The village was named after the Voronka River, and the settlement appeared in 1545. It was owned by the Woronowicki, Zaleski, Radzimiński and Grochowski noble families. In 1748, by order of King Augustus III of Poland, it was granted town rights. Woronowica, as it was known in Polish, was a private town, administratively located in the Winnica County in the Bracław Voivodeship in the Lesser Poland Province of the Kingdom of Poland. Orthodox and Catholic churches were built in 1777 and 1793. It was annexed by Russia in the Second Partition of Poland in 1793.

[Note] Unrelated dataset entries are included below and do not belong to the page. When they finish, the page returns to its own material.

PR #16465, opened 2026-06-30
Anomaly RM#114947:INVOICE : internal server error 'Move cannot be emp…

vva-axelor:
…ty' when recording a payment on a foreign currency invoice

### DIFF
--- a/axelor-account/src/main/java/com/axelor/apps/account/service/reconcile/ReconcileServiceImpl.java
+++ b/axelor-account/src/main/java/com/axelor/apps/account/service/reconcile/ReconcileServiceImpl.java
@@ -22,6 +22,7 @@ import com.axelor.apps.account.db.Account;
 import com.axelor.apps.account.db.AccountConfig;
 import com.axelor.apps.account.db.Invoice;
 import com.axelor.apps.account.db.InvoicePayment;
+import com.axelor.apps.account.db.InvoiceTerm;
 import com.axelor.apps.account.db.Journal;
 import com.axelor.apps.account.db.Move;
 import com.axelor.apps.account.db.MoveLine;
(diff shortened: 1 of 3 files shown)


axelor-account/src/main/java/com/axelor/apps/account/service/reconcile/ReconcileServiceImpl.java
```diff
@@ -563,6 +564,18 @@ public void balanceCredit(MoveLine creditMoveLine) throws AxelorException {
           MoveLine debitAdjustmentMoveLine =
               moveAdjustementService.createAdjustmentMove(creditMoveLine, creditAccount);
 
+          if (debitAdjustmentMoveLine == null) {
```
rth-axelor, line 568: Create a protected method for credit and debit side please, since it's the same code

axelor-account/src/main/java/com/axelor/apps/account/service/move/MoveLineInvoiceTermServiceImpl.java
```diff
@@ -102,7 +102,10 @@ public void generateDefaultInvoiceTerm(
     if (move == null
         || moveLine == null
         || moveLine.getAccount() == null
-        || !moveLine.getAccount().getUseForPartnerBalance()) {
+        || !moveLine.getAccount().getUseForPartnerBalance()
+        || (move.getInvoice() != null
+            && move.getInvoice().getPartnerAccount() != null
+            && !moveLine.getAccount().equals(move.getInvoice().getPartnerAccount()))) {
```
rth-axelor: For which case do we need this ? This method is used eveywhere and if we don't modify this method it should be better

PR #16582, opened 2026-08-07
Feature RM#116623: [UI] Allow opening the invoice from the move line …

bsu-axelor:
…origin only when move.invoice is set


axelor-account/src/main/resources/views/MoveLine.xml
```diff
@@ -676,6 +678,8 @@
     onLoad="action-move-line-method-onload" canArchive="false">
     <toolbar>
       <button name="viewMoveBtn" title="View entry" onClick="action-move-line-view-open-move"/>
+      <button name="viewInvoiceBtn" title="View invoice" showIf="move.invoice"
```
rth-axelor: Can you please add it after the viewMoveBtn in the movePanel please, like a spacer of colspan 6 and the button

PR #16608, opened 2026-08-14
Anomaly RM#116784: STOCK MOVE : Fix scheduled outgoing stock move inv…

cma-axelor:
…oicing


axelor-sale/src/main/java/com/axelor/apps/sale/service/saleorder/SaleOrderCreateServiceImpl.java
rth-axelor, line 180: You will get this npe here too, but need to get an exception I think for it, if company == null && salespersonUser.getActiveCompany is null

cma-axelor: In this execution path, the company is validated by controlSaleOrdersToMerge before generateSaleOrder is called. If the common company is null, checkErrors throws an AxelorException, so the reviewed company
 fallback is not reached with a null company. The reproduced case has a valid company but no authenticated user because it runs from a scheduled batch; the NPE occurs only while resolving the team. I would  therefore kept the fix scoped to the nullable salesperson/team case.

PR #36, opened 2021-01-05
[MYEN-511] add handling rejection message

dwojno:


manihagh (approved):

src/dgraph/dgraph.service.ts
```diff
@@ -37,6 +37,7 @@ export class DgraphService {
         parentNamespace
         isAccepted
         createdAt
+        isRejected
```
jrhender, line 40: Perhaps not worth changing at this point but having both the `isAccepted` and `isRejected` fields means that we could end up with claims that are both accepted and rejected and so perhaps it would be better to have a `approvalStatus` field instead or something similar. A bit of a pain to implement now as we would have to migrate existing data. Maybe there's another way to constrain these fields so that they are mutually exclusive?

jrhender (commented):
Doesn't the `ClaimIssue` class need to be modified as well?

jrhender (approved):
Nice work!

PR #39, opened 2021-01-10
Optionally disabling did and ens sync using config

jrhender:
This is a small quality of life improvement as I found myself occasionally disabling sync while developing.
Enabled by default so as to not affect prod.


manihagh (approved):

dwojno (commented):
Please add both variables to .env files with default value 😄

jrhender:
> @jrhender Please add both variables to .env files with default value 😄 please remember that we now have CI/CD so every change in .env files needs to reflected in travis settings :)

@dwojno I don't think it's necessary to add to Travis settings if there is a value in the .env file, right?

dwojno (approved):

PR #40, opened 2021-01-11
Updating restart policy to "unless-stopped" in prod

jrhender:
Removed limit on number of restarts as not allowed by unless-stopped policy


manihagh (approved):

dwojno:
@jrhender please add how many attempts it may restart the container, to prevent endless loop of restarting and killing the vm :)

PR #42, opened 2021-01-11
[MYEN-523] fix creating not connected definitions

dwojno:


manihagh (approved):
LGTM, thanks

manihagh (approved):

src/application/ApplicationTypes.ts
```diff
@@ -18,6 +18,7 @@ export interface Application extends DGraphObject {
  * Interface describing generic Application's Definition model
  */
 export interface AppDefinition extends Definition {
+  uid?: string;
```
jrhender, line 21: @dwojno Why not extend `DGraphObject` interface as well here? Is it because you don't want to include the `dgraph.type` property?

jrhender: It looks like `readonly 'dgraph.type' = 'AppDefinition';` is already in `ApplicationDefinitionDTO` class, so should be okay to have `AppDefinition` extend `DGraphObject`

src/dgraph/dgraph.service.ts
```diff
@@ -178,7 +180,7 @@ export class DgraphService {
    */
   public async mutate(data: unknown) {
     const instance = await this.getInstance();
-    const txn = await instance.newTxn();
+    const txn = instance.newTxn();
```
jrhender, line 183: 👍

src/application/ApplicationTypes.ts
dwojno: Yeah great idea, I'll extend all from `DGraphObject' 👍

dwojno: @jrhender I've updated the PR :)

jrhender (approved):
Looks good

docker/prod/Dockerfile
```diff
@@ -27,4 +27,3 @@ RUN chmod +x /app/wait-for-db.sh
 
 ENV NODE_ENV=production
 
-USER node
```
jrhender, line 30: @dwojno  Is this a temporary removal for the fix or is this permanent?

dwojno: This only temporary, cause there were an issue to write to file while being an user that is not a root ;)

PR #44, opened 2021-01-12
[MYEN-524] remove posibility to delete anything through CI/CD

dwojno:
As @jrhender pointed out we have an `access denied` error while removing old db dumps running in CI/CD.
So I was thinking that this is not a bad idea ;) we shouldn't be able to remove that important data while using CI/CD. We still have a cron job that is doing that every 12 hours, so I've added a script to backup db without removing it from the server in CI/CD env


manihagh (approved):

jrhender (approved):
Looks good 👍

PR #45, opened 2021-01-12
[MYEN-525] update iam cache server search implementation

dwojno:


src/namespace/namespace.service.ts
```diff
@@ -54,15 +54,31 @@ export class NamespaceService {
...
+    const { typeDefinitionFilters, typeFilters } = (types || []).reduce(
+      (filters, type, index) => {
+        if (index > 0) {
+          filters.typeFilters += ` OR type(${type})`;
+          filters.typeDefinitionFilters += ` OR type(${type}Definition)`;
+          return filters;
+        }
+        filters.typeFilters += `type(${type})`;
+        filters.typeDefinitionFilters += `type(${type}Definition)`;
+        return filters;
```
jrhender, line 68: I think could change to something like this to avoid duplication of `type(${type})` and `type(${type}Definition)`. Kind of minor but avoids potential future bug.
```
if (index > 0) {
  filters.typeFilters += ` OR `;
  filters.typeDefinitionFilters += ` OR `;
}
filters.typeFilters += `type(${type})`;
filters.typeDefinitionFilters += `type(${type}Definition)`;
return filters;
```

Or maybe
```
const typeFilter = `type(${type})`
const typeDefFilter = `type(${type}Definition)`
if (index > 0) {
  filters.typeFilters += ` OR ${typeFilter}`;
  filters.typeDefinitionFilters += ` OR ${typeDefFilter}`;
  return filters;
}
filters.typeFilters += typeFilter;
filters.typeDefinitionFilters += typeDefFilter;
return filters;
```

jrhender (approved):
Looks good

src/namespace/namespace.service.ts
dwojno: 👍

PR #50, opened 2021-01-14
[MYEN-535] optimize ENS sync process

dwojno:


src/ENS/ens.service.ts
```diff
@@ -128,21 +123,8 @@ export class EnsService {
         return this.publicResolver.name(node);
       }),
     );
-    const uniqDomains: Record<string, unknown> = {};
-    for (const item of domains) {
-      if (item && item.endsWith(domain) && !uniqDomains[item]) {
```
jrhender, line 133: @dwojno Because we're not filtering for subdomains anymore, will this change cache all of ENS?

dwojno: @jrhender nope, we're only getting domains that triggered event TextChanged and the text fields is 'metadata', so as far as I know, only iam-client-lib is adding this kind of text property to the ENS domain

jrhender (approved):
Nice, I tested it out, it is wayyyyyy faster now!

Voronovytsia is one of the places that claims to be the birthplace of aviation. In 1876, Alexander Mozhaysky flew a small shuttle on casters, with a spring inside, a wing and a propeller, which he called a "flyer." Mozhaysky later built the first heavier-than-air aircraft in Voronovytsia.

Until 26 January 2024, Voronovytsia was designated urban-type settlement. On this day, a new law entered into force which abolished this status, and Voronovytsia became a rural settlement.

==Palace==
The settlement's main attraction is the palace of Grocholskis and Mozhayskys, where Mozhaysky lived and worked for seven years. The palace is an example of early classicism, and it has 43 rooms spread over 2500 square meters of total space.

==Economy==
===Transportation===
Voronovytsia railway station is on the railway connecting Vinnytsia and Haisyn. There is infrequent passenger traffic.

M30 highway which connects Vinnytsia and Kropyvnytskyi runs through the settlement.